If I understand you correctly, the nonlinear regression in that vignette would be something like where you are using a polynomial of a predictor, and not related to the distribution of the predictor itself (the effect of the predictor is not linear, but it doesn’t mean anything about how the predictor is distributed)?

Hey JimBob! This is actually not really a Bayesian vs. Frequentist thing.

Maybe it is just coming from a frequentist background where it’s like ‘non-normal = use a non-parametric test’!
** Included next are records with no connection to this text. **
PR #1824, opened 2025-05-27
Add cuBLASMp-backed GEMM-like API to TE common

mk-61:
# Description

This change adds to TE common an API for distributed GEMMs, implemented by cuBLASMp.
Functionality should be similar to the existing comm_gemm_overlap implementation, which is bases on UserBuffers.

Fixes # (issue)

## Type of change

- [ ] Infra/Build change
- [ ] Code refactoring

## Changes

- A new API added 

# Checklist:


transformer_engine/common/include/transformer_engine/comm_gemm.h
```diff
@@ -0,0 +1,45 @@
...
+
+void nvte_gemm_reduce_scatter(CommGemmCtx* ctx, int64_t m, int64_t n, int64_t k, const NVTETensor a,
+                              const NVTETensor b, const NVTETensor d, const NVTETensor bias,
+                              const NVTETensor pre_act_out, bool transa, bool transb, bool grad,
+                              bool accumulate, int comm_sm_count, cudaStream_t main_stream);
+
+void nvte_gemm_all_reduce(CommGemmCtx* ctx, int64_t m, int64_t n, int64_t k, const NVTETensor a,
+                          const NVTETensor b, const NVTETensor d, const NVTETensor bias,
+                          const NVTETensor pre_act_out, bool transa, bool transb, bool grad,
+                          bool accumulate, int comm_sm_count, cudaStream_t main_stream);
```
denera: @mk-61 Could you please add docstrings to these?

transformer_engine/common/comm_gemm/comm_gemm.cpp
```diff
@@ -0,0 +1,504 @@
...
+                static_cast<const Tensor*>(pre_act_out), transa, transb, grad, accumulate,
+                comm_sm_count, main_stream);
+}
+
+void nvte_gemm_reduce_scatter(CommGemmCtx* ctx, int64_t m, int64_t n, int64_t k, const NVTETensor a,
+                              const NVTETensor b, const NVTETensor d, const NVTETensor bias,
+                              const NVTETensor pre_act_out, bool transa, bool transb, bool grad,
+                              bool accumulate, int comm_sm_count, cudaStream_t main_stream) {
+  NVTE_API_CALL(nvte_gemm_reduce_scatter);
+  cublasmp_gemm(GemmRsInitMatrices, ctx, CUBLASMP_MATMUL_ALGO_TYPE_DEFAULT, m, n, k,
```
denera: We need to expose the algorithm choice in the top-level API instead of always choosing the default here. Our downstream dependencies don't always use the same method/algo for every GEMM+RS overlap.

transformer_engine/common/include/transformer_engine/comm_gemm.h
```diff
@@ -0,0 +1,45 @@
...
+#include <nccl.h>
+#include <stdint.h>
+
+#include "transformer_engine.h"
+
+#ifdef __cplusplus
+extern "C" {
+#endif
+
+typedef struct CommGemmCtx CommGemmCtx;
```
timmoon10: Publicly visible classes should be namespaced with `NVTE`:
```suggestion
typedef struct NVTECommGemmCtx NVTECommGemmCtx;
```

almogsegal:
@mk-61 cuBLASMp v0.5.0 is out, you can use the wheels for PyPI: https://pypi.org/project/nvidia-cublasmp-cu12/0.5.0.898/

transformer_engine/common/util/logging.h
```diff
@@ -87,4 +92,27 @@
...
+
+#define NVTE_CHECK_CUBLASMP(expr)                             \
+  do {                                                        \
+    const cublasMpStatus_t status = (expr);                   \
+    if (status != CUBLASMP_STATUS_SUCCESS) {                  \
+      NVTE_ERROR("cuBLASMp Error: ", std::to_string(status)); \
+    }                                                         \
+  } while (false)
+
+#define NVTE_CHECK_MPI(expr)                         \
```
denera: The cuBlasMp bindings don't depend on MPI and the unit tests have their own `CHECK_MPI` macro, so this `NVTE_CHECK_MPI` seems to be unused. Can we remove it?

mk-61: Good catch (remnants of now removed libcal dependencies), fixed.

setup.py
```diff
@@ -66,6 +67,18 @@ def setup_common_extension() -> CMakeExtension:
     if bool(int(os.getenv("NVTE_BUILD_ACTIVATION_WITH_FAST_MATH", "0"))):
         cmake_flags.append("-DNVTE_BUILD_ACTIVATION_WITH_FAST_MATH=ON")
 
+    if bool(int(os.getenv("NVTE_WITH_CUBLASMP", "1"))):
```
timmoon10: This is still experimental and not really exposed to users, so how about we disable it by default and set `NVTE_WITH_CUBLASMP=1` in our internal build?
```suggestion
    if bool(int(os.getenv("NVTE_WITH_CUBLASMP", "0"))):
```
If we expose this by default, we need to add it as a Python dependency so users installing with Pip will have access to cuBLASMp and NVSHMEM.

tests/cpp/CMakeLists.txt
```diff
@@ -37,10 +37,12 @@ find_library(TE_LIB NAMES transformer_engine PATHS "${TE_LIB_PATH}/.." ${TE_LIB_
 message(STATUS "Found transformer_engine library: ${TE_LIB}")
 include_directories(../../transformer_engine/common/include)
 include_directories(../../transformer_engine/common)
+include_directories(../../transformer_engine)
 include_directories(${CMAKE_SOURCE_DIR})
 
 find_package(CUDAToolkit REQUIRED)
 include(${CMAKE_SOURCE_DIR}/../../3rdparty/cudnn-frontend/cmake/cuDNN.cmake)
 
+add_subdirectory(comm_gemm)
```
timmoon10, line 46: This is fine as a quick hack, but if we add more L1 tests we should have separate build processes for L0 and L1 tests. This way the L0 tests don't need to build the L1 tests or require MPI. It also removes the need for the hacky regex exclusions in the QA script.

transformer_engine/common/CMakeLists.txt
```diff
@@ -141,6 +149,25 @@ if (NVTE_ENABLE_NVSHMEM)
...
+                 NAMES cublasmp libcublasmp
+                 PATHS ${CUBLASMP_DIR}
+                 PATH_SUFFIXES lib
+                 REQUIRED)
+    find_library(NVSHMEM_HOST_LIB
+                 NAMES nvshmem_host libnvshmem_host.so.3
+                 PATHS ${NVSHMEM_DIR}
+                 PATH_SUFFIXES lib
+                 REQUIRED)
+  target_link_libraries(transformer_engine PUBLIC ${CUBLASMP_LIB} ${NVSHMEM_HOST_LIB})
```
timmoon10, line 166: Do we see linker errors when importing `libtransformer_engine.so`? If we do, we might need to manually import cuBLASMp and NVSHMEM like we do with other NVIDIA libs:
https://github.com/NVIDIA/TransformerEngine/blob/92f431bfee3bebbf49d1cc6f6bc37796bffd8bb7/transformer_engine/common/__init__.py#L304-L308
This is because the NVIDIA libs might be installed in places where the linker can't automatically find them, especially if users install them via Pip.

tests/cpp/comm_gemm/test_comm_gemm.cu
```diff
@@ -0,0 +1,440 @@
...
+                               cudaMemcpyDefault));
+
+    auto out_golden = CopyMatrix(out_golden_global, dims.d_rows_start, dims.d_cols_start,
+                                 dims.d_rows_num, dims.d_cols_num, m);
+    NVTE_CHECK(out.size() == out_golden.size());
+    for (size_t i = 0; i < out.size(); ++i) {
+      if (rand() % 100 < 3) {
+        // std::cerr << "== at " << rank_ << ": " << i << ": " << static_cast<float>(out[i]) << " "
+        //           << static_cast<float>(out_golden[i]) << std::endl;
+      }
```
ptrendx: Leftover code.

transformer_engine/common/comm_gemm/comm_gemm.cpp
```diff
@@ -0,0 +1,502 @@
...
+                        bool transb) {
+  const auto a0 = a->flat_first_dim();
+  const auto a1 = a->flat_last_dim();
+  const auto b0 = b->flat_first_dim();
+  const auto b1 = b->flat_last_dim();
+  const auto d0 = d->flat_first_dim();
+  const auto d1 = d->flat_last_dim();
+
+  if (transa) {
+    NVTE_CHECK(a1 == k);
```
ptrendx: This and a lot of the other subsequent NVTE_CHECKs: we should have descriptive error messages there to give users some feedback on what went wrong.

transformer_engine/common/comm_gemm/comm_gemm.cpp
```diff
@@ -0,0 +1,502 @@
...
+  const auto d0 = d->flat_first_dim();
+  const auto d1 = d->flat_last_dim();
+
+  if (transa) {
+    NVTE_CHECK(a0 == m);
+    NVTE_CHECK_CUBLASMP(cublasMpMatrixDescriptorInit(k, m, block_size(ctx, k), m, 0, 0,
+                                                     block_size(ctx, k), get_cuda_dtype(a->dtype()),
+                                                     ctx->grid_col_major.get(), ctx->a_desc.get()));
+  } else {
+    NVTE_CHECK(false);
```
ptrendx: NVTE_ERROR? Also, error message should be provided.

transformer_engine/common/comm_gemm/comm_gemm.cpp
```diff
@@ -0,0 +1,502 @@
...
+using InitMatricesFn = void (*)(CommGemmCtx*, int64_t*, int64_t, int64_t, int64_t, const Tensor*,
+                                const Tensor*, const Tensor*, bool, bool);
+
+void cublasmp_gemm(InitMatricesFn init_matrices_fn, CommGemmCtx* ctx, cublasMpMatmulAlgoType_t algo,
+                   int64_t m, int64_t n, int64_t k, const Tensor* a, const Tensor* b,
+                   const Tensor* d, const Tensor* bias, const Tensor* pre_act_out, bool transa,
+                   bool transb, bool grad, bool accumulate, int comm_sm_count,
+                   cudaStream_t main_stream) {
+  for (auto t : {a, b, d}) {
+    NVTE_CHECK(is_tensor_scaling(t->scaling_mode), "Unsupported scaling mode");
```
ptrendx: Add the scaling mode that triggered the problem in the error message.

transformer_engine/common/include/transformer_engine/comm_gemm.h
```diff
@@ -0,0 +1,75 @@
...
+/*! \brief AllGather-GEMM
+ *
+ * m, n, k - Global GEMM dimensions.
+ * Tensors and boolean flags have the same meaning as in nvte_cublas_gemm.
+ */
+void nvte_all_gather_gemm(CommGemmCtx* ctx, int64_t m, int64_t n, int64_t k, const NVTETensor a,
+                          const NVTETensor b, const NVTETensor d, const NVTETensor bias,
+                          const NVTETensor pre_act_out, bool transa, bool transb, bool grad,
+                          bool accumulate, int comm_sm_count, cudaStream_t main_stream,
+                          cublasMpMatmulAlgoType_t algo = CUBLASMP_MATMUL_ALGO_TYPE_DEFAULT);
```
ptrendx: Do we want to expose the algo from cuBLASMp? Maybe better would be to have our own enum (just in case we would want/need to add something else through that API without going to cuBLASMP necessarily in the future?

transformer_engine/common/include/transformer_engine/comm_gemm.h
```diff
@@ -0,0 +1,75 @@
...
+ */
+
+/*! \brief AllGather-GEMM
+ *
+ * m, n, k - Global GEMM dimensions.
+ * Tensors and boolean flags have the same meaning as in nvte_cublas_gemm.
+ */
+void nvte_all_gather_gemm(CommGemmCtx* ctx, int64_t m, int64_t n, int64_t k, const NVTETensor a,
+                          const NVTETensor b, const NVTETensor d, const NVTETensor bias,
+                          const NVTETensor pre_act_out, bool transa, bool transb, bool grad,
```
ptrendx, line 84: Bool needs stdbool.h (or we can use ints there).

transformer_engine/common/common.h
```diff
@@ -382,9 +384,19 @@ struct BitsNumber {
 template <typename T>
 struct TypeInfo {
 #if FP4_TYPE_SUPPORTED
-  using types = std::tuple<byte, int16, int32, int64, fp32, fp16, bf16, fp8e4m3, fp8e5m2, fp4e2m1>;
+  using types = std::tuple<byte, int16, int32, int64, fp32, fp16, bf16, fp8e4m3, fp8e5m2, fp4e2m1
+#if CUDA_VERSION >= 12080
+                           ,
+                           fp8e8m0
+#endif
```
ptrendx, line 391: Nice, but then we should also put the fp4e2m1 type here as well.

transformer_engine/common/include/transformer_engine/comm_gemm.h
```diff
@@ -0,0 +1,75 @@
...
+ * Tensors and boolean flags have the same meaning as in nvte_cublas_gemm.
+ */
+void nvte_gemm_all_reduce(CommGemmCtx* ctx, int64_t m, int64_t n, int64_t k, const NVTETensor a,
+                          const NVTETensor b, const NVTETensor d, const NVTETensor bias,
+                          const NVTETensor pre_act_out, bool transa, bool transb, bool grad,
+                          bool accumulate, int comm_sm_count, cudaStream_t main_stream,
+                          cublasMpMatmulAlgoType_t algo = CUBLASMP_MATMUL_ALGO_TYPE_DEFAULT);
+
+/*! \brief Get local number of rows or columns.
+ */
```
ptrendx: This does require more explanation.

transformer_engine/common/include/transformer_engine/comm_gemm.h
```diff
@@ -0,0 +1,75 @@
...
+void nvte_gemm_reduce_scatter(CommGemmCtx* ctx, int64_t m, int64_t n, int64_t k, const NVTETensor a,
+                              const NVTETensor b, const NVTETensor d, const NVTETensor bias,
+                              const NVTETensor pre_act_out, bool transa, bool transb, bool grad,
+                              bool accumulate, int comm_sm_count, cudaStream_t main_stream,
+                              cublasMpMatmulAlgoType_t algo = CUBLASMP_MATMUL_ALGO_TYPE_DEFAULT);
+
+/*! \brief GEMM-AllReduce.
+ *
+ * m, n, k - Global GEMM dimensions.
+ * Tensors and boolean flags have the same meaning as in nvte_cublas_gemm.
```
ptrendx: I would say we should either repeat it here or, at the very least, tell more about the parameters that do not exist in the regular gemm.

transformer_engine/common/include/transformer_engine/comm_gemm.h
```diff
@@ -0,0 +1,75 @@
...
+ */
+CommGemmCtx* nvte_comm_gemm_ctx_create(ncclComm_t comm, int nranks, int rank, int local_device);
+
+/*! \brief Destroy a comm-gemm context.
+ */
+void nvte_comm_gemm_ctx_destroy(CommGemmCtx* ctx);
+
+/*
+ * Refer here: https://docs.nvidia.com/cuda/cublasmp/usage/tp.html for additional details.
+ */
```
ptrendx: What additional details? If on context useful when using those functions then it should be part of the docstring of the functions affected.

transformer_engine/common/include/transformer_engine/comm_gemm.h
```diff
@@ -0,0 +1,75 @@
...
+#include "transformer_engine.h"
+
+#ifdef __cplusplus
+extern "C" {
+#endif
+
+typedef struct CommGemmCtx CommGemmCtx;
+
+/*! \brief Create a comm-gemm context.
+ */
```
ptrendx: Should have parameters etc. listed and described. Also, I don't quite like the "comm-gemm" name - if you do not know what this is about it would not tell you anything on its own. Maybe collective gemm would be better?

transformer_engine/common/include/transformer_engine/comm_gemm.h
```diff
@@ -0,0 +1,75 @@
...
+
+/*! \brief Destroy a comm-gemm context.
+ */
+void nvte_comm_gemm_ctx_destroy(CommGemmCtx* ctx);
+
+/*
+ * Refer here: https://docs.nvidia.com/cuda/cublasmp/usage/tp.html for additional details.
+ */
+
+/*! \brief AllGather-GEMM
```
ptrendx: This and the subsequent functions should be better documented about what they actually do. Here is a snippet generated by Claude, maybe we could use some of that to make it clearer?

### Context Management
- **`nvte_comm_gemm_ctx_create()`** - Creates a communication context with NCCL communicator, rank information, and device details
- **`nvte_comm_gemm_ctx_destroy()`** - Cleans up the context

### Communication-GEMM Patterns
These functions implement common distributed computing patterns that fuse communication with matrix multiplication:

- **`nvte_all_gather_gemm()`** - Performs AllGather communication followed by GEMM
  - Gathers distributed data from all ranks, then computes matrix multiplication
  - Useful when input data is distributed but full matrix is needed for computation

- **`nvte_gemm_reduce_scatter()`** - Performs GEMM followed by ReduceScatter communication  
  - Computes matrix multiplication, then distributes results across ranks with reduction
  - Common in distributed neural network training for gradient aggregation

- **`nvte_gemm_all_reduce()`** - Performs GEMM followed by AllReduce communication
  - Computes matrix multiplication, then reduces results across all ranks
  - Used when all ranks need the complete reduced result

### Utility
- **`nvte_comm_gemm_numroc()`** - Calculates local matrix dimensions from global size
  - Determines how many rows/columns each rank should handle

transformer_engine/common/include/transformer_engine/comm_gemm.h
mk-61: Done

setup.py
mk-61: Done

transformer_engine/common/CMakeLists.txt
mk-61: Not sure how the magic you quoted works, I rely on ldconfig, in general.

tests/cpp/comm_gemm/test_comm_gemm.cu
mk-61: Done

transformer_engine/common/comm_gemm/comm_gemm.cpp
mk-61: Done.

transformer_engine/common/comm_gemm/comm_gemm.cpp
mk-61: Done

transformer_engine/common/comm_gemm/comm_gemm.cpp
mk-61: Done

transformer_engine/common/include/transformer_engine/comm_gemm.h
mk-61: Well, I know a lot of people would prefer this (and most AI bots advise it too).

But my original idea about this API was _not_ to create an extra layer of abstraction. More like a thin - as thin as possible - TE-native (as in tensors, dtypes) binding to cuBLASMp.

transformer_engine/common/include/transformer_engine/comm_gemm.h
mk-61: Added, although the name itself originated somewhere in dark ages of PBLAS / ScaLAPACK libraries, so not entirely made up.

transformer_engine/common/include/transformer_engine/comm_gemm.h
mk-61: Done

transformer_engine/common/include/transformer_engine/comm_gemm.h
mk-61: Moved to the top, to module-level comments.
cuBLASMp really has a nice documentation there.

transformer_engine/common/include/transformer_engine/comm_gemm.h
mk-61: Borrowed & incorporated most of these.

transformer_engine/common/include/transformer_engine/comm_gemm.h
mk-61: Included, although it is only needed for C compiler, and I don't think our headers would compile anyways (e.g. I've seen enum class used somewhere).

timmoon10 (commented):
Build system logic looks good to me. I'm happy merging once tests pass and @ptrendx is fine with the impl.

transformer_engine/common/include/transformer_engine/comm_gemm.h
```diff
@@ -0,0 +1,151 @@
...
+#endif
+
+typedef struct NVTECommGemmCtx NVTECommGemmCtx;
+
+/*! \brief Create a comm-gemm context.
+ *
+ *  \param[in]  comm          NCCL communicator.
+ *  \param[in]  nranks        Number of ranks.
+ *  \param[in]  rank          Local rank.
+ *  \param[in]  local_device  CUDA device, used by this rank.
```
ptrendx: Why do we need to ask for the device? If we already have the NCCL communicator then we should have a context there as well, so we can just query it with cudaGetDevice, no?

transformer_engine/common/include/transformer_engine/comm_gemm.h
ptrendx: I know that we are not super great about this C compatibility right now (although most places are ok), but we should strive for it to avoid problems in the future that would be very hard to debug. One additional concern is the usage of the default arguments which is also not legal under C.

transformer_engine/common/include/transformer_engine/comm_gemm.h
ptrendx: I understand that, but that is not really shown in the API - `nvte_all_gather_gemm` does not sound like a cublasmp wrapper, but rather like a general API. Because of that I would prefer that indirection there.

transformer_engine/common/comm_gemm/comm_gemm.cpp
```diff
@@ -0,0 +1,505 @@
...
+                        bool transb) {
+  const auto a0 = a->flat_first_dim();
+  const auto a1 = a->flat_last_dim();
+  const auto b0 = b->flat_first_dim();
+  const auto b1 = b->flat_last_dim();
+  const auto d0 = d->flat_first_dim();
+  const auto d1 = d->flat_last_dim();
+
+  if (transa) {
+    NVTE_CHECK(a1 == k, "Unsupported tensor dimensions");
```
ptrendx:
```suggestion
    NVTE_CHECK(a1 == k, "Unsupported tensor dimensions. Expected shape compatible with [*, ", k,
               "] and got ", a->shape());
```

transformer_engine/common/comm_gemm/comm_gemm.cpp
```diff
@@ -0,0 +1,505 @@
...
+
+  // Pre-creating matrix descriptors here, will be initialized with the actual params later.
+  auto a_desc = CublasMpMatrixDescCreate(1, 1, 1, 1, 0, 0, 1, CUDA_R_16F, row_major.get());
+  auto b_desc = CublasMpMatrixDescCreate(1, 1, 1, 1, 0, 0, 1, CUDA_R_16F, row_major.get());
+  auto d_desc = CublasMpMatrixDescCreate(1, 1, 1, 1, 0, 0, 1, CUDA_R_16F, row_major.get());
+
+  auto matmul_desc = CublasMpMatmulDescCreate(CUBLAS_COMPUTE_32F);
+
+  return new NVTECommGemmCtx{
+      .nranks = nranks,
```
ptrendx, line 459: This type of initalization is technically C++20 feature and we are using C++17 during compilation. Also, while it should behave properly, it would probably be nice to explicitly set workspace field to nullptr.

transformer_engine/common/include/transformer_engine/comm_gemm.h
mk-61: Good catch, fixed - in fact, the variable wasn't used at all.

transformer_engine/common/comm_gemm/comm_gemm.cpp
mk-61: Fixed - added new enum and made API C-compatible.

transformer_engine/common/comm_gemm/comm_gemm.cpp
mk-61: Checked on both GCC and Clang, named initializers work starting with C++14, even though technically it's in C++20 standard.
And I would really hate to loose readability by reverting to positional initialization!

transformer_engine/common/include/transformer_engine/comm_gemm.h
```diff
@@ -0,0 +1,156 @@
+/*************************************************************************
+ * Copyright (c) 2022-2025, NVIDIA CORPORATION & AFFILIATES. All rights reserved.
+ *
+ * See LICENSE for license information.
+ ************************************************************************/
+
+/*! \file gemm.h
```
ptrendx:
```suggestion
/*! \file comm_gemm.h
```

ptrendx (approved):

I heard this a lot as well (I’m from an PolSci/Econ background) and was a bit befuddled until I realized that people often don’t really have a strong methods background and find everything non-parametric super-appealing–because, less/weaker assumptions! (Seemingly!) And while there is some truth to being careful using methods with very strong assumptions, often people are not really aware of what these assumptions are or what they are there for. For regression analysis you don’t need to make distributional assumption about the predictors - neither in a Frequentist nor in a Bayesian setting.

If I understand you correctly, the nonlinear regression in that vignette would be something like where you are using a polynomial of a predictor, and not related to the distribution of the predictor itself (the effect of the predictor is not linear, but it doesn’t mean anything about how the predictor is distributed)?

This is basically correct, although your example of a polynomial would still be a linear model.

\begin{align} X &= [x, x^2] \\ \mathbf{\beta} &= [\beta_1,\beta_2]' \\ \mathbf{\hat{y}} &= \alpha + X\beta \end{align}

While this is non-linear in predictors, it is a model, which is linear in parameters. Note that I couldn’t really represent a model like y = \alpha + \beta_1 x^{\beta_2} as a system of linear equations – it’s non-linear in parameters.

Sometimes people refer to Generalized Linear Models (GLMs) as non-linear regression and that can be confusing. A simple example would be a Poisson regression

\begin{align} \eta &= \alpha + \beta x \\ y &\sim \text{Poisson}(\exp(\eta)) \end{align}

where you have a non-linearity, \exp(), but \eta is still a linear function of the parameters (it is therefore also called the linear predictor of the model).

As such, the Beta regression you have in mind is “kind of” like a GLM (not really, but I don’t want to get into the specifics here). However, the model formula is likely to be linear in parameters, and you probably won’t need the “brms non-linear” functionalities.

Hope this helps! (If not you can also post model and code here, so we can have a closer look.)
Max

Yes indeed, if it’s not correct then it’s not correct. I guess what I meant was, having been trained in statistics in a pretty suboptimal way, which happened in my case to be frequentist. I was referring to the decision-tree type approach you see discussed in books such as McElreath’s statistical rethinking, where you go through the assumptions and every yes/no answer leads to an apparently totally different type of test (t-test, ANOVA, mann-whitney test, etc.). Reading up more myself and seeing most things as a form of regression really changed the ways I view analyses and I find it much clearer now, and I learned that through Bayesian-based books such as McElreath’s and Kruschke’s. The decision-tree type approach is very often ‘frequentist’, or is at least exactly how I was taught frequentist statistics.